To read his words and digest his quotes on paper, one is overwhelmed by the man’s unabashed arrogance and conceit. But it is deeper and more complex than that. In person you are treated to the gleam in his eye and the faint smile when he pontificates, a signal to the listener that he gets the joke. Do you? What rolls off his acerbic tongue may shock and amaze you, but there is an ‘I know from whence I speak’ element to it that is both persuasive and compelling. His confidence and candor are real.

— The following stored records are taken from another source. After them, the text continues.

PR #12828, opened 2023-07-15
added entry for SaysWho

afriedman412:
## Checklist


adrianeboyd (commented):
Thanks for this contribution! I was able to install and run the examples following the instructions in the README without any problems.

I'd recommend specifying that this package (currently) only supports English.

I'd also recommend using the most recent coreference model:

https://github.com/explosion/spacy-experimental/releases/download/v0.6.1/en_coreference_web_trf-3.4.0a2-py3-none-any.whl

Error messages that explain how to install missing models might be helpful, especially for the experimental coreference model, since that might not be obvious to many users.

And in the universe entry it would be nice to have a short code example and a bit more detail about how this package relates to spacy.

website/meta/universe.json
```diff
@@ -16,6 +16,22 @@
             },
             "category": ["extension"],
             "tags": []
+        },
+                {
+            "id": "sayswho",
+            "title": "SaysWho",
+            "slogan": "Quote identification, attribution and resolution.",
+            "description": "A Python package for identifying and attributing quotes in text. It uses a combination of logic and grammer to find quotes and their speakers, then uses a coreferencing model to better clarify who is speaking.",
```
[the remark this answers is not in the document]
afriedman412: wow this is embarassing lol

afriedman412:
is there a way to install the coreferencing model without automatically installing SpaCy 3.4?

adrianeboyd:
You can install the model with `--no-deps`, but then it doesn't pull in `spacy-experimental`. It basically still is all on the experimental side and maybe not quite ready to be used in another package like this, although it's still really nice to see what people are doing with the coref model!

I think that this particular model should currently be compatible with any newer versions of spacy, but I haven't tested it and you'll see warnings.

Is there a particular reason you need to use a newer version of spacy?

afriedman412:
ok noted -- yeah it works fine with the newer versions as far as I can tell so you might as well use the latest version if possible, you know?

website/meta/universe.json
```diff
@@ -16,6 +16,31 @@
             },
             "category": ["extension"],
             "tags": []
+        },
+                {
+            "id": "sayswho",
+            "title": "SaysWho",
+            "slogan": "Quote identification, attribution and resolution",
+            "description": "A Python package for identifying and attributing quotes in text. It uses a combination of SpaCy functionality, logic and grammar to find quotes and their speakers, then uses the SpaCy coreferencing model to better clarify who is speaking. Currently English only.",
```
adrianeboyd, line 24:
```suggestion
       {
            "id": "sayswho",
            "title": "SaysWho",
            "slogan": "Quote identification, attribution and resolution",
            "description": "A Python package for identifying and attributing quotes in text. It uses a combination of spaCy functionality, logic and grammar to find quotes and their speakers, then uses the spaCy coreferencing model to better clarify who is speaking. Currently English only.",
```

adrianeboyd:
Thanks for the updates!

website/meta/universe.json
```diff
@@ -17,6 +17,31 @@
             "category": ["extension"],
             "tags": []
         },
+       {
```
adrianeboyd, line 20:
```suggestion
        {
```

When he is critical of Major League Soccer, citing stifling rules and regulations which prevent the circuit from competing with the big boys — the NBA, NFL and MLB — he is right. How can the world’s “biggest sport” not be that in America? Or even approach that? “American (sports) are huge in America,’ he observes. “(Soccer) is huge in the world. The world is bigger than America.” And when he criticizes his own team’s performance and states that they wouldn’t be deserving of a postseason berth the way they’re playing, he reasons truthfully and with the keen understanding of one who’s been there. “It’s very irritating because we make basic things look very difficult. This should not happen…These mistakes happen where my son is training, but there you learn basic things. We just have to work hard and keep going because I feel a big confusion on the field. Basic things we make look difficult and it cannot happen. Everybody talks about the playoffs…the way we play now we don’t even deserve playoffs.” His fifteen goals and five assists in sixteen starts lend credence to his diatribe(s).

Josh Guesman, producer and co-host of the LA Galaxy podcast, Corner of the Galaxy, believes that Zlatan’s confidence, frankness and ego are good for the club. “Zlatan’s ego has, and currently is, being used to motivate. He certainly uses it to motivate himself and it seems that he’s using it to motivate the team as well…the Galaxy need that. No one is tired of the ego. This team needs more ego, more swagger. But they are tired of under-performing and Zlatan is doing his best to make sure that’s not going to happen.” The injection of ego which Ibrahimovic administers could be the tonic the Galaxy need. He simply states that, “I want to help the club. I want to help the people around. I want to help my teammates win and I’m here for the moment, so all of you should enjoy [it] while I’m here.”

Ego is a funny thing. To have a bit of ego can be important, useful and instructive. Too big an ego is off-putting, damaging, repugnant and counter-productive. What makes Zlatan’s ego easier to take and more palatable than say the colossal ego belonging to the orange-haired president, is that he gets it. He has been there from an impoverished beginning, right on through. He is legit, the real deal. His words ring true and he can back them up. Always.

Even if they sometimes make you cringe.